• **Task instructions**:
Among the lines below, list those containing the string "called".

• **The data**:
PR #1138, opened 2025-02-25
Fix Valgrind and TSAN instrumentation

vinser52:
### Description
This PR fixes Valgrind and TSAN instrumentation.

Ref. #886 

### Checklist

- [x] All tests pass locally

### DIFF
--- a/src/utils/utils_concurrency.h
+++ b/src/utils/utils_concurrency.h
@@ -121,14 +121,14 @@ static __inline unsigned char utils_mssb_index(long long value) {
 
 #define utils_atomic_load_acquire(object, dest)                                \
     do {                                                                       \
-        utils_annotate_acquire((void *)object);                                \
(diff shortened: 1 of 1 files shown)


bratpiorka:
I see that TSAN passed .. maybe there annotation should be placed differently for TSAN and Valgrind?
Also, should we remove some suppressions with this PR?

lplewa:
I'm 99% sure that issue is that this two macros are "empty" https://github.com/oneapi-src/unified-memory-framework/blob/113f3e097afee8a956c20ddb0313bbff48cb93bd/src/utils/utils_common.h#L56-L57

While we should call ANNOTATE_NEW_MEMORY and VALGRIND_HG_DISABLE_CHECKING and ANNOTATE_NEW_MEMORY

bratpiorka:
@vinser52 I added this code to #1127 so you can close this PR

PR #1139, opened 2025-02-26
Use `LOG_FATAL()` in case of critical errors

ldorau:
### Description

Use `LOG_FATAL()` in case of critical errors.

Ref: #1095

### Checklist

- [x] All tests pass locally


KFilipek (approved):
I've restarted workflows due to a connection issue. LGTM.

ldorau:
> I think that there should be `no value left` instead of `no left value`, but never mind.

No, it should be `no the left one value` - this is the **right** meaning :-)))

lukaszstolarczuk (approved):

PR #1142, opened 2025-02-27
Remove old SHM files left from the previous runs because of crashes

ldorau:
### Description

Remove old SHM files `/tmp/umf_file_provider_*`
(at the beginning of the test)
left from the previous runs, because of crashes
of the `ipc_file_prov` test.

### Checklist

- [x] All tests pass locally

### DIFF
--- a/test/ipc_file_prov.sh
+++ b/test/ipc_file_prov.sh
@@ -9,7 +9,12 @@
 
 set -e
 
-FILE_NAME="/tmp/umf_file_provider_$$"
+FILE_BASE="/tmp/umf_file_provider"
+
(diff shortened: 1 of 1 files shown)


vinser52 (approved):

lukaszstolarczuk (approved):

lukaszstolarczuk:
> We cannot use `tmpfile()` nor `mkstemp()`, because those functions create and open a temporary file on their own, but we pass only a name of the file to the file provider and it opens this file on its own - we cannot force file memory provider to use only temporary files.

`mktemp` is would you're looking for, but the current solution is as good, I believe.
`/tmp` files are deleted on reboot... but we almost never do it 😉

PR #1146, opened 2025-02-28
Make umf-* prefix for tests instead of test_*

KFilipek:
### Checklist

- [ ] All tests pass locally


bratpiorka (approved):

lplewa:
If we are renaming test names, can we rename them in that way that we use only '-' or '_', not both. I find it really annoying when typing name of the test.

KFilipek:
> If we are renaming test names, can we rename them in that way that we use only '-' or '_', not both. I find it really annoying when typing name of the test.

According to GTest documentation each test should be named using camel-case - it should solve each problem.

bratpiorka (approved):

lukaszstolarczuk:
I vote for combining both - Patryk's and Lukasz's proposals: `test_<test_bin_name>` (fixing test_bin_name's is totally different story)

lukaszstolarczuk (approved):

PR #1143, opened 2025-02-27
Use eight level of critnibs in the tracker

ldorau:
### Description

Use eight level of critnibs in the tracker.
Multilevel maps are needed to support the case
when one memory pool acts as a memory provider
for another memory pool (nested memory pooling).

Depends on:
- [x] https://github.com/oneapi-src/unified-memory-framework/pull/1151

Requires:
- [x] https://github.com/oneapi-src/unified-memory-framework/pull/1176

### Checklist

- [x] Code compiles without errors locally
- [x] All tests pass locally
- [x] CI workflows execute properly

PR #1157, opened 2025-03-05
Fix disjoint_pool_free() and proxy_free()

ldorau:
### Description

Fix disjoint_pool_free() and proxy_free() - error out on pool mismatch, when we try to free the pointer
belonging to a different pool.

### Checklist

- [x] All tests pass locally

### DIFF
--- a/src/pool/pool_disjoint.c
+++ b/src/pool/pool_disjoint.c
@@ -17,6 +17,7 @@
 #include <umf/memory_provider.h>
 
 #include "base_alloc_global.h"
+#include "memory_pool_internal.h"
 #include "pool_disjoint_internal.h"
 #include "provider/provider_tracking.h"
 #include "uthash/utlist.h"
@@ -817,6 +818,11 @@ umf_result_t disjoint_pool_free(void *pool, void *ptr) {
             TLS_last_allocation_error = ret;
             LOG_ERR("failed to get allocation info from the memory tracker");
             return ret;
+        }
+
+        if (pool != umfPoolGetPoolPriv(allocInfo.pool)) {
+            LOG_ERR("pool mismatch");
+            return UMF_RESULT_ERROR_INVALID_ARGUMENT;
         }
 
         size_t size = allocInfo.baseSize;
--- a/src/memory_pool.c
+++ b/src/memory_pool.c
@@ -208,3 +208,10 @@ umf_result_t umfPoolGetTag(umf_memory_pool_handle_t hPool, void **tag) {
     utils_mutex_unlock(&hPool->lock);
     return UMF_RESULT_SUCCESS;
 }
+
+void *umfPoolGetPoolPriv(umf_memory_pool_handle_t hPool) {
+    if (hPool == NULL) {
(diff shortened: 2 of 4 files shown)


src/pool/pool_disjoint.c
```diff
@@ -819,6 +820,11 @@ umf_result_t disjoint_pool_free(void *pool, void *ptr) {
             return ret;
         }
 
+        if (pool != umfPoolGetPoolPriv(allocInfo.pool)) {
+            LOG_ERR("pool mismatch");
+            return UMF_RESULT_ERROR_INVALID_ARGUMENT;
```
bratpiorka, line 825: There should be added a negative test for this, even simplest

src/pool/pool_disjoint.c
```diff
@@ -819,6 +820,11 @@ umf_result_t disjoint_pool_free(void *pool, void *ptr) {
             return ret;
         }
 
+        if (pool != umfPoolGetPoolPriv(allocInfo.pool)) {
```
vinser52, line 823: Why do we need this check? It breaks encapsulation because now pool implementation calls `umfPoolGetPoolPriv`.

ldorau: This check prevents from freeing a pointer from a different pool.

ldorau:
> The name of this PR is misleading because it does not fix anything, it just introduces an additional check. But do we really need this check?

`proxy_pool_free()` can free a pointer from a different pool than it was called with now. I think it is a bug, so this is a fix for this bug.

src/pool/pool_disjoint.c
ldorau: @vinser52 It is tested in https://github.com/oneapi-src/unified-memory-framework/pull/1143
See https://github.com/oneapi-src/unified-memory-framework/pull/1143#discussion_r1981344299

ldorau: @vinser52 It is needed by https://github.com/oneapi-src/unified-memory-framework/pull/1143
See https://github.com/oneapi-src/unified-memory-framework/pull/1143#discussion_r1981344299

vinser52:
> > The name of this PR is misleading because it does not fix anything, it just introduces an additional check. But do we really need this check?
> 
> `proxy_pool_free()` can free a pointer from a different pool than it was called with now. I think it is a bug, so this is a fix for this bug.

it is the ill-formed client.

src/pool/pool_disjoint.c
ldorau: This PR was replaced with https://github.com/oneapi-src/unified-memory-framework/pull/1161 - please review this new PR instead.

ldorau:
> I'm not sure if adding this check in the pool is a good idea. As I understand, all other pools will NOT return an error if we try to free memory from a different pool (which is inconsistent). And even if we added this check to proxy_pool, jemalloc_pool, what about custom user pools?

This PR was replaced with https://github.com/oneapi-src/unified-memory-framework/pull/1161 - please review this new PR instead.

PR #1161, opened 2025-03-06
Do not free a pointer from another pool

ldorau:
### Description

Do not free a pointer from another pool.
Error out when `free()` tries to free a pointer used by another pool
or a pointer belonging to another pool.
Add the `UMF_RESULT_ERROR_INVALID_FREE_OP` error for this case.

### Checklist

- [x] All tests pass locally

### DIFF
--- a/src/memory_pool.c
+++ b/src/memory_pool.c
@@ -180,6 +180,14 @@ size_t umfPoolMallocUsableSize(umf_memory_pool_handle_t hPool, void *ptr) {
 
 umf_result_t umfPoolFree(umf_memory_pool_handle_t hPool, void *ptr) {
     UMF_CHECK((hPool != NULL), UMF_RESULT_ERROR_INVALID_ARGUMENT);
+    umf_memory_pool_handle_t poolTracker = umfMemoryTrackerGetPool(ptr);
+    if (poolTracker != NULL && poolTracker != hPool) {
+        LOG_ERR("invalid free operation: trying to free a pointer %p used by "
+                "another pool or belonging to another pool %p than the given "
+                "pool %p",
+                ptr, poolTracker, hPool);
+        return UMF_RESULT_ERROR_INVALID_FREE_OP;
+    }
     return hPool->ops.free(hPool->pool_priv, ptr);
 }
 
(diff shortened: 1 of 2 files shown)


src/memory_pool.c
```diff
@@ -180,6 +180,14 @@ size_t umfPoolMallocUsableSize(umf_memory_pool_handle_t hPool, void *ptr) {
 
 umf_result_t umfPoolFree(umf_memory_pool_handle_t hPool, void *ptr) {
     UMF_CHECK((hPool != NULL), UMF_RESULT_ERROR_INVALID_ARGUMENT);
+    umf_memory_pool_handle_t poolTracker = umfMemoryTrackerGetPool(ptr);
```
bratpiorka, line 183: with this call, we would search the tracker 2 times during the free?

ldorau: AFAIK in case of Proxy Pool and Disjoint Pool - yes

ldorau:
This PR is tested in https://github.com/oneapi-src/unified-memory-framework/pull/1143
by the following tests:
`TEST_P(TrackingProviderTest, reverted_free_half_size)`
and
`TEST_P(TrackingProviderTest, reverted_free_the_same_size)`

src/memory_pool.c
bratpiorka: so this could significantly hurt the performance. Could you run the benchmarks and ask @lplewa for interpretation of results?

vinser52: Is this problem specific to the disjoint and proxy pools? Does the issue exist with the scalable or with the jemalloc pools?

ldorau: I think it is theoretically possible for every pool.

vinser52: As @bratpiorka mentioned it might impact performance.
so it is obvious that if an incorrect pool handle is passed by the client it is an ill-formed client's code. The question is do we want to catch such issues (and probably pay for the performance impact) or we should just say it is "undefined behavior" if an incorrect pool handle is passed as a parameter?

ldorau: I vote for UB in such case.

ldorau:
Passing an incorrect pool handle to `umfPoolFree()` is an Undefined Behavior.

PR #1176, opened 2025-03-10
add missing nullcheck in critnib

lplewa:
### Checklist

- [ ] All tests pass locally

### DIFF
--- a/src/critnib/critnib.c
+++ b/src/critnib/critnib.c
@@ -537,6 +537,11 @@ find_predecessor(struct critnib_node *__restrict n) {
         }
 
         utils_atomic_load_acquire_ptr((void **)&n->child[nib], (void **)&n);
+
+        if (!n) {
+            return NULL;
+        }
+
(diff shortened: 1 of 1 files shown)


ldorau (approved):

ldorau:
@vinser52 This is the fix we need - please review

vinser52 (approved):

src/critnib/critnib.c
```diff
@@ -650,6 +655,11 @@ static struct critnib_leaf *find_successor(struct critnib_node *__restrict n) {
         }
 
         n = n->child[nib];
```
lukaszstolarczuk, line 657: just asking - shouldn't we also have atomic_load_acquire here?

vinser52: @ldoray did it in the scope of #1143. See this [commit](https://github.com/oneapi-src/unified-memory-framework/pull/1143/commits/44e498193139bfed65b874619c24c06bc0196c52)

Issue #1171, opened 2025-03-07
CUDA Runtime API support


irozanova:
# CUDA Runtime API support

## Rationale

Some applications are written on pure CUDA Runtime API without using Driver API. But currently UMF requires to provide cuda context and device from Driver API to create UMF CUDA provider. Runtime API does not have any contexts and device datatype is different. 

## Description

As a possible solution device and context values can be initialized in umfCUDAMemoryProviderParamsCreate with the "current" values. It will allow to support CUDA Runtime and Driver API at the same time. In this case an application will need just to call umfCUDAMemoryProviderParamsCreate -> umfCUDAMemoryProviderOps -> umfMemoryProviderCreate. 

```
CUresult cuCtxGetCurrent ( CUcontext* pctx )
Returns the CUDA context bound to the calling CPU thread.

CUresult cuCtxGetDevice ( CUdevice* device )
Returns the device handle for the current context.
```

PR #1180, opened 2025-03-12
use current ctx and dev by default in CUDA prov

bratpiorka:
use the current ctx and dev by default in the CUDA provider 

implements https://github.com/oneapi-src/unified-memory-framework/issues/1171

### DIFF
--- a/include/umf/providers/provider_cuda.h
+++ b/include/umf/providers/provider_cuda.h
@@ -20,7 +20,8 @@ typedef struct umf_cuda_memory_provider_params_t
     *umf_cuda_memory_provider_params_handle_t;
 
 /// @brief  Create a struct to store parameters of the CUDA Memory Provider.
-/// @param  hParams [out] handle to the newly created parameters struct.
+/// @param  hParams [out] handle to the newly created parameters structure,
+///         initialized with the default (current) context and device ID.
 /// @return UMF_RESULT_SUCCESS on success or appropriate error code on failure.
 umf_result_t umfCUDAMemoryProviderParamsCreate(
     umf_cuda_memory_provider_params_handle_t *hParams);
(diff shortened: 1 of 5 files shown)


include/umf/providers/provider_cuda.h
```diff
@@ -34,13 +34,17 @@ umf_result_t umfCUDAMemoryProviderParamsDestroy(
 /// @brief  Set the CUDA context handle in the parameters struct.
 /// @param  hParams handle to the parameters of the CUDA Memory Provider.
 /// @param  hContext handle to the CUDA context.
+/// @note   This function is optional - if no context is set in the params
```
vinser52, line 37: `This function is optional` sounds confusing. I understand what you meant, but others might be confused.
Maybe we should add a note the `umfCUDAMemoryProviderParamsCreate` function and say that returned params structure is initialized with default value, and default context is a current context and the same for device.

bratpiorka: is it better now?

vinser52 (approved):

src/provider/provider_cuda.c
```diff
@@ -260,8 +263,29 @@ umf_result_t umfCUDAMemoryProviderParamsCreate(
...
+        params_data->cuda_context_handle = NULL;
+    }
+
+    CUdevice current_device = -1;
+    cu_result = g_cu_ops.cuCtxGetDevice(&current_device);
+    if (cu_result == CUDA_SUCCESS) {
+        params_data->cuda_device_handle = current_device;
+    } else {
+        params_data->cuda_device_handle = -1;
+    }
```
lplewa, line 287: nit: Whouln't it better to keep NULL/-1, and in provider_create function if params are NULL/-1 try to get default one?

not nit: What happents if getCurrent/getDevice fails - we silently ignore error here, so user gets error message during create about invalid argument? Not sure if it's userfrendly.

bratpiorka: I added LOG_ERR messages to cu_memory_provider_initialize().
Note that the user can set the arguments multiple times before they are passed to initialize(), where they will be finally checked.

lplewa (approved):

• **Written answer**:
`proxy_pool_free()` can free a pointer from a different pool than it was called with now. I think it is a bug, so this is a fix for this bug.
> `proxy_pool_free()` can free a pointer from a different pool than it was called with now. I think it is a bug, so this is a fix for this bug.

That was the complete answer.